SOURCE MATERIAL:
====
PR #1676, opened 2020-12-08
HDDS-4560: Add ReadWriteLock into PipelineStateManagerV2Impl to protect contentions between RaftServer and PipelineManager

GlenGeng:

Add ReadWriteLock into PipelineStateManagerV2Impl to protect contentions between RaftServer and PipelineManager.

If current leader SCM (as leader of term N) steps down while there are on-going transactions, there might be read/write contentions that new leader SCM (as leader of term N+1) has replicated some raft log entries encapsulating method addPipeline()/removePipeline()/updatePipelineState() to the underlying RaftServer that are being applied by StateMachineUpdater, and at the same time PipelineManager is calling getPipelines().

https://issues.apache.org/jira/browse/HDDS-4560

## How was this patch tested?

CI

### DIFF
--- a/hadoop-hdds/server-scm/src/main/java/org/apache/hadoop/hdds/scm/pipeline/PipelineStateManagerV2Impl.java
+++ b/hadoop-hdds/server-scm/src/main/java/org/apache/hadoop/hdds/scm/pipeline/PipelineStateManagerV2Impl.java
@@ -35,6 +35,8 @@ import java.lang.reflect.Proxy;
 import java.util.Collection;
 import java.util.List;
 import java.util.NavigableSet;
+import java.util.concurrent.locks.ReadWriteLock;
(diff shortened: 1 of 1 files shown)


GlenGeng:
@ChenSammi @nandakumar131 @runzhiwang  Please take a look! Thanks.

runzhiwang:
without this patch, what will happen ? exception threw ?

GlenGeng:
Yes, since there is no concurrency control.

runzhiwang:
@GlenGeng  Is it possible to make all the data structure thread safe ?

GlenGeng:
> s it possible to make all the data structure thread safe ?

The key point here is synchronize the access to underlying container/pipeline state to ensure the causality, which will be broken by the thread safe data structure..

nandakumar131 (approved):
====
YOUR GOAL: Each line of the entries holding the string "safe" should be found and copied.

ANSWER:
@GlenGeng  Is it possible to make all the data structure thread safe ?
> s it possible to make all the data structure thread safe ?
The key point here is synchronize the access to underlying container/pipeline state to ensure the causality, which will be broken by the thread safe data structure..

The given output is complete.